-- Work task --
Return all the lines below in which the string "Returned" appears.

Source data
· · · ·
PR #92, opened 2025-09-25
Add explicit `context_id` parameter to all hostcalls.

### LINKED ISSUE #59: Context/resource ID should be always provided in the hostcall
Currently, the effective `context_id` is tracked by the host, but this results in a weird asymmetry between hostcalls (without `context_id`) and callbacks (with `context_id`), and makes it harder to build higher-level interfaces on top of those hostcalls.

In order to help with migration from v0.2 to vNEXT, we should accept `context_id=0` as "`context_id` tracked by the host". This should be advertised via settings/feature flag and eventually removed.

PiotrSikora:
While there, add and consistently use `UNKNOWN_RESOURCE_ID` error
for when resources are accessed using an unknown ID.

### DIFF
--- a/abi-versions/vNEXT/HOST_FEATURES.md
+++ b/abi-versions/vNEXT/HOST_FEATURES.md
@@ -1,8 +1,0 @@
-# Host features
-
-| Identifier | Name                            | Values                                                                                             | Deprecated |
-|:----------:|:--------------------------------|:---------------------------------------------------------------------------------------------------|:----------:|
-|   0x1001   | `HOST_TRACKS_ACTIVE_CONTEXT_ID` | When `1`, `context_id` can be set to `0`, which then indicates host-tracked active context ID.     |     Yes    |
-
-
-Identifiers below 0x2000 are reserved for standardized features and options. Random numbers above that range should be used for private extensions.
--- a/abi-versions/vNEXT/HOST_FEATURES.md
+++ b/abi-versions/vNEXT/HOST_FEATURES.md
@@ -1,0 +1,8 @@
+# Host features
+
+| Identifier | Name                            | Values                                                                                             | Deprecated |
+|:----------:|:--------------------------------|:---------------------------------------------------------------------------------------------------|:----------:|
+|   0x1001   | `HOST_TRACKS_ACTIVE_CONTEXT_ID` | When `1`, `context_id` can be set to `0`, which then indicates host-tracked active context ID.     |     Yes    |
+
+
+Identifiers below 0x2000 are reserved for standardized features and options. Random numbers above that range should be used for private extensions.
--- a/abi-versions/vNEXT/README.md
+++ b/abi-versions/vNEXT/README.md
@@ -228,27 +228,6 @@ Returned `status` value is:
 - `NOT_FOUND` when active context was not pending finalization.
 
 
-#### `proxy_set_effective_context`
-
-* params:
-  - `i32 (uint32_t) context_id`
-* returns:
-  - `i32 (`[`proxy_status_t`]`) status`
-
-> **Warning**
-> This function has been deprecated in favor of explicit context IDs.
-
-Changes the effective context to `context_id`.
-
-This can be used to change active context, e.g. during
-[`proxy_on_http_call_response`], [`proxy_on_grpc_receive`]
-and/or [`proxy_on_queue_ready`] callbacks.
-
-Returned `status` value is:
-- `OK` on success.
-- `UNKNOWN_RESOURCE_ID` for unknown `context_id`.
-
-
 ## Configuration
 
 ### Callbacks exposed by the Wasm module
--- a/abi-versions/vNEXT/README.md
+++ b/abi-versions/vNEXT/README.md
@@ -1200,6 +1200,7 @@ Returned `status` value is:
 #### `proxy_http_call`
 
 * params:
+  - `i32 (uint32_t) parent_context_id`
   - `i32 (const char *) upstream_name_data`
   - `i32 (size_t) upstream_name_size`
   - `i32 (const uint8_t *) serialized_headers_data`
@@ -1217,6 +1218,9 @@ Sends HTTP request with [serialized] headers (`serialized_headers_data`,
 `serialized_headers_size`), `body`, and [serialized] trailers
 (`serialized_trailers_data`, `serialized_trailers_size`)
 to upstream (`upstream_name_data`, `upstream_name_size`).
+
+The response will be associated with `parent_context_id` (either
+`plugin_context_id` or `stream_context_id`) and bound to its lifetime.
 
 [`proxy_on_http_call_response`] will be called with `return_call_id`
 when the response is received by the host, or after the `timeout`.
@@ -1272,6 +1276,7 @@ with `map_id` set to `HTTP_CALL_RESPONSE_TRAILERS`.
 #### `proxy_grpc_call`
 
 * params:
+  - `i32 (uint32_t) parent_context_id`
   - `i32 (const char *) upstream_name_data`
   - `i32 (size_t) upstream_name_size`
   - `i32 (const char *) service_name_data`
@@ -1294,6 +1299,9 @@ to gRPC method (`method_name_data`, `method_name_size`)
 on gRPC service (`service_name_data`, `service_name_size`)
 on upstream (`upstream_name_data`, `upstream_name_size`).
 
+The response will be associated with `parent_context_id` (either
+`plugin_context_id` or `stream_context_id`) and bound to its lifetime.
+
 [`proxy_on_grpc_receive`] or [`proxy_on_grpc_close`] will be called
 with `return_call_id` when the response is received by the host, or
 after the `timeout`.
@@ -1315,6 +1323,7 @@ Returned `status` value is:
 #### `proxy_grpc_stream`
 
 * params:
+  - `i32 (uint32_t) parent_context_id`
   - `i32 (const char *) upstream_name_data`
   - `i32 (size_t) upstream_name_size`
   - `i32 (const char *) service_name_data`
@@ -1335,6 +1344,9 @@ on upstream (`upstream_name_data`, `upstream_name_size`).
 
 gRPC messages can be sent on this stream using [`proxy_grpc_send`]
 with `return_stream_id`.
+
+The response will be associated with `parent_context_id` (either
+`plugin_context_id` or `stream_context_id`) and bound to its lifetime.
 
 [`proxy_on_grpc_receive`] or [`proxy_on_grpc_close`] will be called
 with `return_stream_id` when the response is received by the host,
--- a/abi-versions/vNEXT/README.md
+++ b/abi-versions/vNEXT/README.md
@@ -1563,7 +1563,7 @@ Returned `status` value is:
 
 ## Shared Queues
 
-> **Note** 
+> **Note**
 > The default pre-opened shared queue can be accessed using `queue_id=0`.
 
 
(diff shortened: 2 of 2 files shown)


abi-versions/vNEXT/README.md
```diff
@@ -234,6 +235,9 @@ Returned `status` value is:
 * returns:
   - `i32 (`[`proxy_status_t`]`) status`
 
+> **Warning**
+> This function has been deprecated in favor of explicit context IDs.
+
 Changes the effective context to `context_id`.
 
 This can be used to change active context, e.g. during
```
PiotrSikora: Perhaps it should be completely removed?

abi-versions/vNEXT/HOST_FEATURES.md
```diff
@@ -0,0 +1,8 @@
+# Host features
+
+| Identifier | Name                            | Values                                                                                             | Deprecated |
+|:----------:|:--------------------------------|:---------------------------------------------------------------------------------------------------|:----------:|
+|   0x1001   | `HOST_TRACKS_ACTIVE_CONTEXT_ID` | When `1`, `context_id` can be set to `0`, which then indicates host-tracked active context ID.     |     Yes    |
```
PiotrSikora: I originally envisioned this as a helpful step to ease the migration (i.e. SDKs could simply pass `0` as `context_id` and rely on hosts doing the tracking), but I'm not sure if that's worth it?

mpwarres: Would the alternative be for SDKs to track and pass explicit context IDs from the get go, as part of initial support for the new ABI version? Unless you think there are tricky cases where it would be hard for an SDK to track, ISTM it's not too much work for SDKs to do as part of the switchover.

abi-versions/vNEXT/README.md
```diff
@@ -213,17 +213,18 @@ or after a call to [`proxy_done`].
 #### `proxy_done`
 
 * params:
-  - none
+  - `i32 (uint32_t) context_id`
```
mpwarres, line 196: In hostcalls like this one, which list their param as `context_id` rather than `stream_context_id` or `plugin_context_id`, is it correct to interpret that as meaning that either type of context ID can be passed?

For this hostcall in particular, would passing `plugin_context_id` to `proxy_done` be a way of signalling shutdown of the plugin as a whole?

abi-versions/vNEXT/HOST_FEATURES.md
PiotrSikora: Yes, that's the alternative.

I think I was originally worried about plugins directly calling hostcalls, and wanted to avoid adding extra code paths to each hostcall to retrieve SDK-tracked context ID, and instead rely on the existing host-side tracking... But I don't have strong opinion here, and perhaps we don't care about plugins that call the hostcalls directly, so we can drop this.

abi-versions/vNEXT/README.md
· · · ·
-- Result for this exercise --
@@ -228,27 +228,6 @@ Returned `status` value is:
-Returned `status` value is:
@@ -1200,6 +1200,7 @@ Returned `status` value is:
@@ -1315,6 +1323,7 @@ Returned `status` value is:
@@ -1563,7 +1563,7 @@ Returned `status` value is:
@@ -234,6 +235,9 @@ Returned `status` value is:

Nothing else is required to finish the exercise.